294 A Climatology of Snow to Liquid Ratios in Southeast Alaska

Monday, 7 January 2019
Hall 4 (Phoenix Convention Center - West and North Buildings)
David E. Levin, NOAA/NWS, Juneau, AK

Snow to liquid ratios (SLR) continue to be a large source of error for forecasters in the prediction of snow amounts during the winter months. Current methods of predicting SLR in Southeast Alaska range from an empirical method based solely on surface temperatures, to using model-derived SLR. Both of these methods are limited in that numerical models parameterize many of the complex microphysical factors that drive SLR, while surface temperatures are likely insufficient as a predictor given that snow formation originates well above the surface. A climatology was developed using data from 32 COOP stations around Southeast Alaska for the period of 1950 to the present. This yielded a robust data set of 17,447 unique snowfall observations. SLR was calculated for each event following the methodology of Baxter et al. (2004) and their SLR climatology for the contiguous United States. The mean SLR for the Juneau County Warning Area was found to be much higher than the empirical method based on surface temperatures.
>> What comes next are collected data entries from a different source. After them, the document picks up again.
PR #1207, opened 2022-01-21
Miscellaneous box fixes/changes

### LINKED ISSUE #705: BoxResize box assignment updates initial reference

### LINKED ISSUE #1070: Box.lattice_vectors and Box.matrix are similar in functionality but differ in implementation
## Description

It appears that `Box.lattice_vectors` and `Box.matrix` are two different implementations of the same thing, but transposed from one another. Lattice vectors calls into C++ but the matrix is implemented in pure Python. The matrix property can be set, while lattice vectors cannot. The docs are not clear about the relationship between the two. We should consolidate the implementation even if we keep both properties (and document the transpose between them). I’m happy to contribute a fix for this if maintainers can help decide on what to do.

https://github.com/glotzerlab/hoomd-blue/blob/d46de2f693cbc597dff4a64406476cb161b0f742/hoomd/box.py#L354-L362

https://github.com/glotzerlab/hoomd-blue/blob/d46de2f693cbc597dff4a64406476cb161b0f742/hoomd/box.py#L380-L397

https://github.com/glotzerlab/hoomd-blue/blob/d46de2f693cbc597dff4a64406476cb161b0f742/hoomd/box.py#L399-L410

## Proposed solution

Questions:
1. Should both `lattice_vectors` and `matrix` exist? (If not, I would remove `lattice_vectors` and keep `matrix`.)
2. Should the implementation(s) use C++ or pure Python? (I would prefer to keep everything in C++ if possible, which may be best to do by adding a method or two that handles this functionality in C++.)
3. If `lattice_vectors` is kept, should it be settable? (I think that it should match the settable nature of `matrix`, but as a lower triangular matrix since it is transposed.)

## Additional context

For another example, the freud library provides a `to_matrix()` method and provides lattice vectors individually as properties `v1`, `v2`, `v3`.

## Developer

I am willing to help with this if maintainers can offer guidance on the questions above.

b-butler:
- Remove Getar
- Switch BoxDim to use std::shared_ptr for Python
- Refactor matrix property in box

## Description

Changes the exposing of the `BoxDim` class in Python through a shared pointer and removing the `matrix` and `lattice_vectors` properties from the Python box class.

## Motivation and context

Resolves #1070 
Resolves #705

## How has this been tested?
Tests have been appropriately modified

## Change log

```
Changed [breaking] - `hoomd.Box` no longer has a `matrix` property use the new `to_matrix` and existent `from_matrix` classmethod instead.
Removed [breaking] - ``hoomd.Box.lattice_vectors`` property no longer exists.
```

## Checklist:


hoomd/ParticleData.cc
```diff
@@ -199,9 +199,41 @@ ParticleData::~ParticleData()
...
+    if (!box)
+        {
+        throw std::runtime_error("Expected non-null shared pointer to a box.");
+        }
+    m_global_box = std::make_shared<const BoxDim>(*box);
+
+#ifdef ENABLE_MPI
+    if (m_decomposition)
+        {
+        bcast(m_global_box, 0, m_exec_conf->getMPICommunicator());
```
joaander, line 226: This calls HOOMD's `bcast` in `HOOMDMPI.h`. Does it broadcast the contents of the box? Or the shared pointer value? In either case, I'd be more confident in this code it it broadcast a raw BoxDim object instead.

hoomd/ParticleData.cc
```diff
@@ -214,29 +246,29 @@ void ParticleData::setGlobalBox(const BoxDim& box)
     assert(box.getPeriodic().x);
     assert(box.getPeriodic().y);
     assert(box.getPeriodic().z);
-    m_global_box = box;
+    m_global_box = std::make_shared<const BoxDim>(box);
 
 #ifdef ENABLE_MPI
     if (m_decomposition)
         {
         bcast(m_global_box, 0, m_exec_conf->getMPICommunicator());
```
joaander, line 254: Same comment as above.

hoomd/SnapshotSystemData.h
```diff
@@ -54,10 +54,7 @@ template<class Real> struct SnapshotSystemData
     PairData::Snapshot pair_data;             //!< The pair data
 
     //! Constructor
-    SnapshotSystemData()
-        {
-        dimensions = 3;
-        }
+    SnapshotSystemData() : dimensions {3}, global_box {new BoxDim()} { }
```
joaander, line 57:
```suggestion
    SnapshotSystemData() : dimensions(3), global_box(new BoxDim()) { }
```
Use an initialization style consistent with the rest of the code base.

hoomd/box.py
```diff
@@ -377,14 +382,10 @@ def volume(self):
     def volume(self, volume):
         self.scale((volume / self.volume)**(1 / self.dimensions))
 
-    @property
```
joaander, line 380: This comment applies to line 355 (above).

Remove `lattice_vectors` to be consistent with the proposed change log entry.

joaander (changes requested):
Thanks!

There are merge conflicts to resolve and a few changes to make before this can be merged.

b-butler:
Additional changes have been made that directly result from changes made to aid the handling of `Box` and `BoxDim` objects.

hoomd/hpmc/UpdaterQuickCompress.cc
```diff
@@ -160,7 +157,7 @@ BoxDim UpdaterQuickCompress::getNewBox(uint64_t timestep)
     double scale = uniform(rng);
 
     // TODO: This slow. We will implement a general reusable fix later in #705
-    BoxDim target_box = m_target_box.attr("_cpp_obj").cast<BoxDim>();
+    const BoxDim target_box = *m_target_box;
```
b-butler, line 160:
```suggestion
    const auto& target_box = *m_target_box;
```

b-butler:
@joaander to get ctests to pass, I had to change the tolerance on one test for mpcd. I have no idea why this is the case. We likely shouldn't merge with the change, but I wanted to ensure the code I added works at least in all other respects. Any insight you have would be appreciated.

hoomd/mpcd/SystemData.h
```diff
@@ -57,7 +57,7 @@ class PYBIND11_EXPORT SystemData
     //! Get the current global simulation box
     const BoxDim& getGlobalBox() const
```
joaander, line 58:
```suggestion
    const BoxDim getGlobalBox() const
```
Let's not return references to values managed by shared pointers.

I don't think this would cause the problem with the unit test.

mphoward: Agreed, it seems unlikely this is the issue

mphoward:
@b-butler do you have the output of that test (`streaming_method_test`) when it was failing? Does it fail CPU and GPU, or GPU only? That is a simple test of particle wrapping through the PBCs during ballistic motion, so something bad is going on if you needed to relax the tolerances (i.e., it is probably not wrapping). Somebody deleted all of the Python level tests for MPCD during the port to v3 (since they hadn't been converted to pytest), but those would probably also fail some basic checks related to this.

Your changes look like simple grep replace, so I'm not sure why that would cause this to fail... Is there anything funny about passing `std::shared_ptr` by const reference rather than by value? I always pass by value and let the compiler sort it out. Otherwise, maybe there is something more malicious about returning a reference to a managed object that @joaander pointed out. Definitely weird.

joaander:
> @b-butler do you have the output of that test (`streaming_method_test`) when it was failing? Does it fail CPU and GPU, or GPU only? That is a simple test of particle wrapping through the PBCs during ballistic motion, so something bad is going on if you needed to relax the tolerances (i.e., it is probably not wrapping). 

I was unable to reproduce the failing test on the CPU. Reverting the tolerance change so we can see the output in GitHub actions.

>Somebody deleted all of the Python level tests for MPCD during the port to v3 (since they hadn't been converted to pytest), but those would probably also fail some basic checks related to this.

The MPCD API has not been updated to the support v3, so it was not possible to update the tests. The previous MPCD python tests can be accessed in the git history.

b-butler:
Thank you @joaander! I apologize for the headache. I realized halfway into my change that I shouldn't return references to objects stored in `std::shared_ptr` but must have missed some of my old code, and good catch on the spotting the reference to a temporary.

hoomd/mpcd/ConfinedStreamingMethodGPU.cuh
```diff
@@ -41,7 +41,7 @@ struct stream_args_t
     Scalar4* d_vel;                   //!< Particle velocities
     const Scalar mass;                //!< Particle mass
     const mpcd::ExternalField* field; //!< Applied external field on particles
-    const BoxDim& box;                //!< Simulation box
```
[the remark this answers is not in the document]
joaander: It was likely copied and pasted from the potential pair `pair_args_t` struct, or a similar place where the reference was used. These structs were an attempt at limiting the changes users need to make to plugins when the argument list to the GPU kernel driver changes.

hoomd/ParticleData.cc
```diff
@@ -73,7 +73,7 @@ std::string getDefaultTypeName(unsigned int id)
     Type mappings assign particle types "A", "B", "C", ....
 */
 ParticleData::ParticleData(unsigned int N,
-                           const BoxDim& global_box,
+                           const std::shared_ptr<const BoxDim> global_box,
```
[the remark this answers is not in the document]
b-butler: It doesn't need it, but all the const modify should do in this case is prevent a change in what the smart pointer points to, I believe which is what we want since we are copying the box anyways.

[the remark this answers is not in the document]
mphoward: Yah agreed, it just reads weirdly for a `shared_ptr`, like if you used `const unsigned int N` rather than `unsigned int N` above, for example. It doesn't hurt anything, but it's not a pattern I'm used to seeing.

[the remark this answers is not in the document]
b-butler: I have inconsistently been striving to make as many things `const` as possible when editing the C++ code, but if you feel strongly, I can change it.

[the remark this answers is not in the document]
mphoward: I don't feel strongly, so whatever style you and @joaander want to enforce is fine by me! The reason I thought it looked unusual is that the raw pointer equivalent is `const BoxDim* const` (const pointer to const), and this is not really found elsewhere in HOOMD. The const qualifier could keep someone from accidentally trying to modify the pointer itself when passed by value, but this would be a big whoops (like trying to assign into `N`, for example).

Considerable variability was noted in both mean and median SLR values between sites located along the immediate Gulf coast and those along the more interior channels. The mean SLR for Southeast Alaska was also higher in general than those found by Baxter et al. in locations along the Pacific Northwest coast. It is hypothesized that the frequency of events where warmer marine air over-runs cold, dry arctic air from northwest Canada modulates these variations in snow to liquid ratio. Several individual cases were examined to determine the low level thermal profiles and other meteorological parameters that may have led to the observed snow ratios in order to further help give guidance to operational forecasters. Finally, the results were then analyzed on a grid using the National Weather Service Graphical Forecast Editor (GFE) and a smart tool was developed which would allow operational forecasters to use this climatology as a starting point when making a prediction of snow to liquid ratio.